══ Data excerpts ══

PR #222, opened 2026-04-18
Follow up to PR #196: fix keras_api_example regression

staticpayload:
## Summary

Fixes the Keras MNIST example regression from #196 while keeping the example on the intended Poisson-sampled training path.

The example now uses a larger DP batch size (`512` instead of `128`), which improves utility enough to keep the existing `>0.85` train-accuracy assertion without weakening the test.

## Why this approach

`poisson_sampling_in_fit=True` is the right behavior for this example because the training batches now match the Poisson sampling assumption used by the accountant. The accuracy drop came from the real sampling change, not from a bug in the Poisson-backed `fit()` path: routing fixed-size batches through that path matched the default batching path closely.

Increasing the batch size is the smallest useful tuning change here. It keeps the example instructive, keeps accounting and training aligned, and avoids lowering the assertion.

## What changed

- Increase `batch_size` from `128` to `512`.
- Seed Keras initialization with `keras.utils.set_random_seed(0)`.
- Keep `batch_size` out of the DP `fit()` call so internal Poisson sampling is still used.
- Replace stale printed accuracy expectations with the thresholds the example actually asserts.

## Evidence

Local Poisson runs with `epsilon=1.1`, `epochs=5`:

| batch size | seed | train accuracy | val accuracy |
| --- | ---: | ---: | ---: |
| 256 | 0 | 0.8571 | 0.8011 |
| 512 | 0 | 0.8770 | 0.7888 |
| 512 | 1 | 0.8750 | 0.8739 |
| 1024 | 0 | 0.8820 | 0.8236 |

`512` is the best middle ground: enough margin for the current assertion, without jumping to the much larger `1024` batch.

## Validation

- `python examples/keras_api_example.py` passes locally with final DP train accuracy around `0.8770`.
- Non-DP sanity run with `batch_size=512`: train `0.9733`, val `0.9828`.
- GitHub CI is green for branch sync, lint, Linux tests, Windows tests, docs, heavy tests, and CLA.

### DIFF
--- a/docs/keras_api.rst
+++ b/docs/keras_api.rst
@@ -37,9 +37,11 @@ example below shows that.
 This section demonstrates how to integrate the Keras API into a typical
 Keras training workflow.
 
-The example below enables ``poisson_sampling_in_fit`` and passes training data
-to ``fit()`` as per-example arrays. In that setup, the DP Keras wrapper draws
-Poisson-sampled batches internally from those arrays.
+The example below uses the default DP-SGD path where Keras handles batching
+through the usual ``batch_size`` argument to ``fit()``. To opt into internal
+Poisson sampling from per-example arrays instead, set
+``DPKerasConfig.poisson_sampling_in_fit=True`` and pass those arrays directly to
+``fit()`` without a ``batch_size`` argument.
 
 .. literalinclude:: ../examples/keras_api_example.py
    :language: python
--- a/docs/keras_api.rst
+++ b/docs/keras_api.rst
@@ -37,11 +37,9 @@ example below shows that.
 This section demonstrates how to integrate the Keras API into a typical
 Keras training workflow.
 
-The example below uses the default DP-SGD path where Keras handles batching
-through the usual ``batch_size`` argument to ``fit()``. To opt into internal
-Poisson sampling from per-example arrays instead, set
-``DPKerasConfig.poisson_sampling_in_fit=True`` and pass those arrays directly to
-``fit()`` without a ``batch_size`` argument.
+The example below enables ``poisson_sampling_in_fit`` and passes training data
+to ``fit()`` as per-example arrays. In that setup, the DP Keras wrapper draws
+Poisson-sampled batches internally from those arrays.
 
 .. literalinclude:: ../examples/keras_api_example.py
    :language: python
--- a/docs/overview.md
+++ b/docs/overview.md
@@ -57,6 +57,8 @@ Then on top of the core library the following backend-specific public high-level
 
 These APIs abstract some complexity and reduce the amount of code necessary to
 implement DP training at the cost of less flexibility. Currently, the only
-supported mechanism available when using the Keras API is DP-SGD with
-internally Poisson-sampled batches built from random-access per-example arrays
-(with accounting done using the same Poisson-sampling assumption).
+supported mechanism available when using the Keras API is DP-SGD. You can
+either use the standard Keras batching path, or opt into internally
+Poisson-sampled batches built from random-access per-example arrays by setting
+`poisson_sampling_in_fit=True` (with accounting done using the same
+Poisson-sampling assumption).
--- a/docs/overview.md
+++ b/docs/overview.md
@@ -57,8 +57,6 @@ Then on top of the core library the following backend-specific public high-level
 
 These APIs abstract some complexity and reduce the amount of code necessary to
 implement DP training at the cost of less flexibility. Currently, the only
-supported mechanism available when using the Keras API is DP-SGD. You can
-either use the standard Keras batching path, or opt into internally
-Poisson-sampled batches built from random-access per-example arrays by setting
-`poisson_sampling_in_fit=True` (with accounting done using the same
-Poisson-sampling assumption).
+supported mechanism available when using the Keras API is DP-SGD with
+internally Poisson-sampled batches built from random-access per-example arrays
+(with accounting done using the same Poisson-sampling assumption).
--- a/examples/keras_api_example.py
+++ b/examples/keras_api_example.py
@@ -93,7 +93,6 @@ def main(_):
         batch_size=batch_size,
         train_steps=epochs * (train_size // batch_size),
         train_size=train_size,
-        poisson_sampling_in_fit=True,
         seed=0,
         gradient_accumulation_steps=1,
     )
@@ -102,8 +101,6 @@ def main(_):
         f"DP training:{epsilon=} {delta=} {clipping_norm=} {batch_size=} "
         f"{epochs=} {train_size=}"
     )
-    # This example opts into internal Poisson sampling from the per-example
-    # arrays passed to fit().
   else:
     print("Non-DP training")
   model.compile(
@@ -114,15 +111,16 @@ def main(_):
   fit_kwargs = dict(
       x=x_train,
       y=y_train,
+      batch_size=batch_size,
       epochs=epochs,
       validation_data=(x_test, y_test),
   )
-  if not dp:
-    fit_kwargs["batch_size"] = batch_size
   history = model.fit(**fit_kwargs)
   # [END example]
-  print("DP: expected train accuracy: ~96%, val accuracy: ~92%")
-  print("Non-DP: expected train accuracy: ~98%, val accuracy: ~98%")
+  if dp:
+    print("DP: expected train accuracy: >85% within 5 epochs")
+  else:
+    print("Non-DP: expected train accuracy: >95% within 5 epochs")
   final_accuracy = history.history["accuracy"][-1]
   if dp:
     assert (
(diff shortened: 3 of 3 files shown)


ryan112358 (commented):
Thanks for the fix @staticpayload .  Do you believe there is a bug in the poisson sampling codepath? Why do you think the utility is so much worse?

staticpayload:
I took another look at it, and at this point I don’t think I’ve found a bug in the Poisson path itself.

I reran the example locally with the same setup and only changed poisson_sampling_in_fit. On my side, the old fixed-batch DP path got to about 0.91 train accuracy after 5 epochs, and the Poisson-in-fit() path landed around 0.82. I also checked the wrapper code and the padding/masking logic, and nothing obvious looks wrong there.

My guess is that most of the drop is coming from the change in training regime, not from a correctness issue. The old example was effectively using fixed-size shuffled batches, while this path does true Poisson resampling. That makes optimization noisier: batch sizes vary, some examples get repeated or skipped within an epoch, and the same 5 epochs no longer means quite the same thing. Also, the fixed-batch DP path on my environment doesn’t hit the old ~96% / ~92% numbers either, so I think those expectations were already stale and the Poisson switch just pushed the example below the assertion.

Happy to dig further, but right now I’d describe this as a utility regression from switching the canonical example to Poisson sampling, not a confirmed bug in the Poisson implementation.

staticpayload:
Spent a bit more time on this and I still don’t think there’s a bug in the Poisson path itself.

What changed my mind was rerunning the example with the privacy noise turned off. Even without the DP noise, the fixed-batch version still ends up quite a bit higher than the Poisson version after 5 epochs. So a lot of the gap is already there before noise enters the picture.

That makes me think this is mostly about the training setup changing. The old path was using fixed-size shuffled batches, where you see the whole dataset every epoch. With true Poisson sampling, batch sizes move around and you don’t see every example each epoch, so 5 epochs just isn’t the same amount of optimization anymore.

There’s also a baseline issue here: the old fixed-batch path wasn’t really a like-for-like privacy baseline, because the Keras config calibrates noise under Poisson accounting assumptions by default.

So my current take is: the regression is real, but it looks more like a utility hit from switching the example to Poisson sampling than a bug in the Poisson implementation.

ryan112358 (approved):
Interesting, thanks for the investigation.  Your explanation seems plausible, but I am still surprised.  Did you rule out the following:

1) Average batch size (before padding) under Poisson matches
2) The way gradients are normalized is consistent across the methods? 

If so, this is an interesting finding.  Is there any existing research paper that has observed this specific phenomenon in other settings that you're aware of?

ryan112358:
> Also, the fixed-batch DP path on my environment doesn’t hit the old ~96% / ~92% numbers either, so I think those expectations were already stale and the Poisson switch just pushed the example below the assertion.

This statement also concerns me.  Can you figure out which PR introduced the regression on the default (non-poisson) codepath?

staticpayload:
I did one more pass on the two concrete questions and on the older fixed-batch numbers.

I still don't see evidence of a bug in the Poisson implementation itself.

On average batch size: yes, that checks out. In the `poisson_sampling_in_fit` path, the sampler uses `q = batch_size / train_size`, so the expected pre-padding batch size is 128 by construction for the MNIST example. I also wrote a small Python script to simulate the exact example settings (`train_size=59904`, `batch_size=128`, `steps_per_epoch=468`) over many epochs. The mean pre-padding batch size came out to `127.93`, with standard deviation `11.28`, which matches the Binomial expectation very closely.

On gradient normalization: I don't see a mismatch there either. Both paths normalize the clipped gradients by `dp_params.batch_size`, not by the realized batch size, so I don't think the utility gap is coming from a simple scaling inconsistency.

The bigger behavioral difference seems to be coverage per epoch. Under those same MNIST settings, Poisson sampling only touches about `63.2%` of distinct examples in an epoch on average, which is basically exactly `1 - (1 - q)^steps`. Fixed shuffled batching sees the whole dataset once per epoch. So even before adding DP noise, `5 epochs` is just not the same optimization budget under the two samplers.

On the older fixed-batch numbers: I still can't point to a repo PR after `v0.4.0` that introduced a regression in the default non-Poisson path. The old `~96% / ~92%` strings were already present in `5a35a95` (`v0.4.0`) as printed expectations. The stricter `>0.85` train assertion appears later in `5ad11bc`. I reran the fixed-batch example with deterministic initialization on `5ad11bc` and on this PR branch and got the same result on the current stack, so `#196` is definitely not the source of a fixed-batch regression.

So my best read at this point is:

- `#196` introduced the example failure by switching the canonical example to the harsher Poisson path
- I don't see a separate recent PR that regressed the default fixed-batch codepath
- the older expectation strings look stale relative to today's dependency stack, rather than being broken by one later repository change

On prior work: I don't know a paper that makes exactly this same "fixed number of epochs, Poisson vs shuffled" point for this example, but the closest things I found were:

- Chua et al., *Scalable DP-SGD: Shuffling vs. Poisson Subsampling* (NeurIPS 2024), which compares the samplers under matched privacy accounting and finds the big differences come from the privacy/accounting side rather than from Poisson being inherently broken
- the older SGD literature on without-replacement sampling, e.g. Shamir 2016, which notes that shuffled / without-replacement passes are often empirically better than with-replacement SGD over a fixed number of passes

So I think the surprising part here is real, but the evidence still points to "different training dynamics under a fixed epoch budget" rather than "bug in Poisson sampling."

ryan112358:
Thank you for the additional digging @staticpayload.  It would be great to get one more data point just to ensure consistency between the following two codepaths:

1) Run 1: The current default codepath (no poisson sampling)
2) Run 2: Use the Poisson sampling codepath, but change the strategy to one that does fixed size batches.  This can be accomplished with swapping out for CyclicPoissonSampling(sampling_prob=1, iterations=iterations, cycle_length=iterations/epochs)

If these two approaches match, it will give me additional confidence that there are no bugs.

arung54:
Thanks for the thorough investigation here.

Since the accounting is assuming Poisson sampling regardless of whether it is used or not, and the batch size is relatively small, it's not surprising switching to Poisson sampling creates a large drop in accuracy.

That being said, since this is an example, it seems like being instructive (e.g., showing how to enable Poisson sampling and keep training 1-to-1 with accounting) might be more important than achieving high accuracy. To that end, I think there are some alternatives to improve the accuracy when using DP that might be preferable to outright disabling Poisson sampling, e.g.:

- Increase epsilon significantly to reduce noise
- Increase batch size (at some cost in runtime)
- If the drop in accuracy is not catastrophic, lower the threshold for what we expect from DP training (maybe not ideal)

staticpayload:
I ran the extra comparison on the actual PR snapshot (`6f3efd3`) using the same MNIST setup and the same calibrated noise multiplier, and compared:

1. the current default path (`poisson_sampling_in_fit=False`)
2. the Poisson-backed `fit()` path with the sampler swapped to `CyclicPoissonSampling(sampling_prob=1.0, iterations=steps_per_epoch, cycle_length=steps_per_epoch)`

On the metric the example currently asserts (`history.history["accuracy"][-1]`), they match very closely:

- seed 0: default `0.9116`, Poisson-backed fixed-size `0.9109`
- seed 1: default `0.9129`, Poisson-backed fixed-size `0.9121`

For context, true Poisson at seed 0 was `0.8229`.

I also logged the internal batches. In the patched Poisson-backed run, every batch was exactly size `128` and the sampler covered all `59904` training examples each epoch. In the true Poisson run, the mean batch size was still about `128`, but distinct-example coverage was only about `63.3%` of the dataset per epoch.

So this makes me a lot more confident that there isn’t a bug in the Poisson `fit()` codepath itself. The utility drop seems to come from the actual switch in sampling regime, not from routing through the Poisson-backed implementation.

ryan112358 (approved):

ryan112358:
Thank you, that gives me more confidence in the correctness. As Arun suggests, let's try to tweak the hyper-parameters to try to close the gap: use a larger batch size in the example, and if necessary relax the accuracy assertion a bit. Then I think it'll be good to merge.

staticpayload:
Thanks, I pushed an update in `c0217ca`.

What changed:

- restored the example to the instructive Poisson path with `poisson_sampling_in_fit=True`
- increased the example `batch_size` from `128` to `512`
- kept the existing DP train accuracy assertion at `>0.85`
- added `keras.utils.set_random_seed(0)` so the example run is reproducible
- updated the surrounding docs text to match the Poisson-backed example again

Local validation on the PR branch:

- `batch_size=256`, seed 0: train history accuracy `0.8571`, val accuracy `0.8011`
- `batch_size=512`, seed 0: train history accuracy `0.8770`, val accuracy `0.7888`
- `batch_size=512`, seed 1: train history accuracy `0.8750`, val accuracy `0.8739`
- `batch_size=1024`, seed 0: train history accuracy `0.8820`, val accuracy `0.8236`

I chose `512` as the middle ground because it clears the current assertion with reasonable margin while avoiding the larger per-example batch of `1024`. I also ran the actual `examples/keras_api_example.py` after the patch, and it passed with final train accuracy around `0.8770`, so I did not relax the assertion.

ryan112358 (approved):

═══

◆ What this task involves: Your answer should be every line from the material above in which the word "done" appears.

◆ Written solution:
-(with accounting done using the same Poisson-sampling assumption).
+`poisson_sampling_in_fit=True` (with accounting done using the same
-`poisson_sampling_in_fit=True` (with accounting done using the same
+(with accounting done using the same Poisson-sampling assumption).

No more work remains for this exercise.